Synthesis of Nanosilica for the Removal of Multicomponent Cd2+ and Cu2+ from Synthetic Water: An Experimental and Theoretical Study.

Abstract

Copper and cadmium ions are among the top 120 hazardous chemicals listed by the Agency for Toxic Substances and Disease Registry (ATSDR) that can bind to organic and inorganic chemicals. Silica is one of the most abundant oxides that can limit the transport of these chemicals into water resources. Limited work has focused on assessing the applicability of nanosilica for the removal of multicomponent metal ions and studying their interaction on the surface of this adsorbent. Therefore, this study focuses on utilizing a nanosilica for the adsorption of Cd2+ and Cu2+ from water. Experimental work on the single- and multi-component adsorption of these ions was conducted and supported with theoretical interpretations. The nanosilica was characterized by its surface area, morphology, crystallinity, and functional groups. The BET surface area was 307.64 m2/g with a total pore volume of 4.95×10-3 cm3/g. The SEM showed an irregular amorphous shape with slits and cavities.

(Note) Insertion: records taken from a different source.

PR #921, opened 2020-06-29
Implement wait_lsn

### LINKED ISSUE #904: [4pt] Implement wait_lsn function
Prerequisite for #749

Steap2448:
Wait for `box.info.vclock[id]` to reach desired LSN

I didn't forget about

- [x] Tests
- [x] Changelog (unnecessary, private API)
- [x] Documentation

Close #904

### DIFF
--- a/cartridge/utils.lua
+++ b/cartridge/utils.lua
@@ -1,6 +1,7 @@
 local fio = require('fio')
 local ffi = require('ffi')
 local errno = require('errno')
+local fiber = require('fiber')
 local checks = require('checks')
 local errors = require('errors')
 
@@ -205,7 +206,7 @@ local function set_readonly(tbl, ro)
     return tbl
 end
 
---- Return true if we run under systemd
+--- Return true if we run under systemd.
 -- systemd detection based on http://unix.stackexchange.com/a/164092
 local function under_systemd()
     local rv = os.execute("systemctl 2>/dev/null | grep '\\-\\.mount' " ..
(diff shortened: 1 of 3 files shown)


cartridge/failover.lua
```diff
@@ -200,6 +200,33 @@ local function apply_config(mod)
     )
 end
 
+--- Wait for box.info.vclock[id] to reach desired LSN.
+--
+-- @function wait_vclock
```
rosik, line 205: wait_lsn

cartridge/utils.lua
```diff
@@ -305,6 +306,33 @@ local function http_read_body(req)
...
+-- @tparam number lsn
+-- @tparam number pause
+-- @tparam number timeout
+-- @treturn boolean true / false
+local function wait_lsn(id, lsn, pause, timeout)
+    checks('number', 'number', 'number', 'number')
+    local deadline = fiber.time() + timeout
+
+    while true do
+        if (box.info.vclock[id] or 0) >= lsn then
```
olegrok, line 324:
```
0th vclock component will be used to count replica-local rows of an
anonymous replica. These rows won't be replicated and different
instances will have different values in vclock[0].
```

(https://github.com/tarantool/tarantool/commit/7106a492ccd75c9a5c1d68f886b71ca2a6835853)

I think we should add an assert if passed id is 0. Otherwise we don't give any guarantees about result.

cartridge/utils.lua
```diff
@@ -305,6 +306,33 @@ local function http_read_body(req)
...
+-- @local
+--
+-- @tparam number id
+-- @tparam number lsn
+-- @tparam number pause
+-- @tparam number timeout
+-- @treturn boolean true / false
+local function wait_lsn(id, lsn, pause, timeout)
+    checks('number', 'number', 'number', 'number')
+    local deadline = fiber.time() + timeout
```
olegrok, line 321: I suppose usage of `require('clock').monotonic()` is better when you work with timeouts.

cartridge/utils.lua
rosik: Should we also assert `id < 0` and `id > 32`?

olegrok: Not 32 but `box.schema.REPLICA_MAX`

Seems it should be `assert(0 < id and id < box.schema.REPLICA_MAX)`

cartridge/utils.lua
rosik: I've created new follow-up issue: https://github.com/tarantool/cartridge/issues/957

`fiber.time` is common for cartridge, so I'd rather resolve it aside.

cartridge/utils.lua
rosik: I would ignore these checks, otherwise it would require to check fractional values too, and it's a lot not very useful code.

PR #937, opened 2020-07-07
Fix another race in eventual failover

rosik:
Fix another race in eventual failover

Polling membership notifications in failover module is implemented using `fiber.cond:wait()`, which may miss an event if it arrives during some other yield. And it does in the following case:

1. Both leader and replica are healthy
2. Network blinks, and replica receives an event that leader is dead.
3. Replica starts roles reconfiguration, which may take some time.
4. Another rumor arrives, saying that leader is healthy, but replica misses it.
5. Replica finishes configuring roles, but the event is lost, and it stays rw.

This patch introduces **dispatching reconfiguration tasks is separate fiber**. Here is how it works:

1. Failover loop dispatches a task, which is initialized with `is_busy = nil` flag.
2. If the task meets all requirements (e.g. `wish_state()`) it sets `is_busy = true` and changes instance state to `ConfiguringRoles`.
3. Whenever another task arrives, all pending (not busy yet) tasks are cancelled. Busy tasks remain running and the new one gets scheduled.
4. Triggering two-phase commit similarly drops all tasks. It also expects that there are no busy tasks exist (their existence contradicts state machine restrictions).

I didn't forget about

- [x] Tests
- [x] Changelog


cartridge/failover.lua
```diff
@@ -43,7 +43,17 @@ local ApplyConfigError = errors.new_class('ApplyConfigError')
 local ValidateConfigError = errors.new_class('ValidateConfigError')
 local StateProviderError = errors.new_class('StateProviderError')
 
-vars:new('membership_notification', membership.subscribe())
+vars:new('membership_notification', fiber.channel(1))
+fiber.new(function()
```
olegrok, line 47: I suggest you to save this fiber into vars. I think it's not fine to create dangling fiber.

rosik:
I've reworked my patch. Previous version didn't take into account receiving new events during `wish_state()`.

cartridge/failover.lua
```diff
@@ -192,6 +200,49 @@ local function apply_config(mod)
...
 end
 
+local function reconfigure_all()
+    local confapplier = require('cartridge.confapplier')
+    local all_roles = require('cartridge.roles').get_all_roles()
+
+    -- WARNING: implicit yield
+    -- The event may arrive while two-phase commit is in progress.
+    -- We should wait for the appropriate state.
+    local state = confapplier.wish_state('RolesConfigured', math.huge)
```
olegrok, line 210: Why `math.huge`? Not some configurable value? e.g. two-phase commit timeout.

cartridge/failover.lua
```diff
@@ -192,6 +200,49 @@ local function apply_config(mod)
...
+    fiber.testcancel()
+
+    if state ~= 'RolesConfigured' then
+        log.info('Skipping failover step - state is %s', state)
+        return
+    end
+
+    fiber.self().storage.is_busy = true
```
olegrok, line 218: May be "configuration_is_in_progress" is better

cartridge/failover.lua
```diff
@@ -192,6 +200,49 @@ local function apply_config(mod)
...
+
+        return true
+    end)
+
+    if ok then
+        log.info('Failover step finished')
+    else
+        log.warn('Failover step failed: %s', err)
+    end
+    confapplier.set_state('RolesConfigured')
```
olegrok, line 243: Seems we should turn off `is_busy` mode here

cartridge/failover.lua
rosik: Because the only reason to abort reconfiguration is fiber cancellation and inappropriate state.
Bot of them are handled in this expression: wish_state returns immediately if state transition is impossible (e.g. OperationError -> RolesConfigured)

cartridge/failover.lua
rosik: It's not necessary. When the fiber is dead we can't access its storage anyway. So I check `fiber.status() == 'dead'` instead

cartridge/failover.lua
rosik: I would rather not. It doesn't add much new information.

cartridge/failover.lua
```diff
@@ -200,65 +251,53 @@ local function failover_loop(args)
...
-        if ok then
-            log.info('Failover step finished')
-        else
-            log.warn('Failover step failed: %s', err)
+        -- Schedule new task
+        do
+            local task = fiber.new(reconfigure_all, vars.cache.active_leaders)
+            local id = task:id()
+            task:name('cartridge.failover.task')
+            vars.schedule[id] = task
```
olegrok, line 294: Is order important here?

I assume that only last task should win, but seems it strictly depends on tarantool fiber scheduler.

rosik: There is always at most 1 busy task, and at most 1 pending.
Scheduling doesn't affect execution priority.

rosik: Order isn't important.
The only reason to use `schedule[id] = task` is that it looks prettier than `schedule[task] = true` (IMO).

Several Si-O-Si and hydroxyl groups were noticed on the surface of the silica. The single isotherm experiment showed that Cd2+ has a higher uptake (72.13 mg/g) than Cu2+ (29.28 mg/g). The multicomponent adsorption equilibrium shows an affinity for Cd2+ on the surface. This affinity decreases with increasing Cu2+ equilibrium concentration due to the higher isosteric heat from the interaction between Cd and the surface. The experimental data were modeled using isotherms for the single adsorption, with the Freundlich and the non-modified competitive Langmuir models showing the best fit. The molecular dynamics simulations support the experimental data where Cd2+ shows a multilayer surface coverage. This study provides insight into utilizing nanosilica for removing heavy metals from water.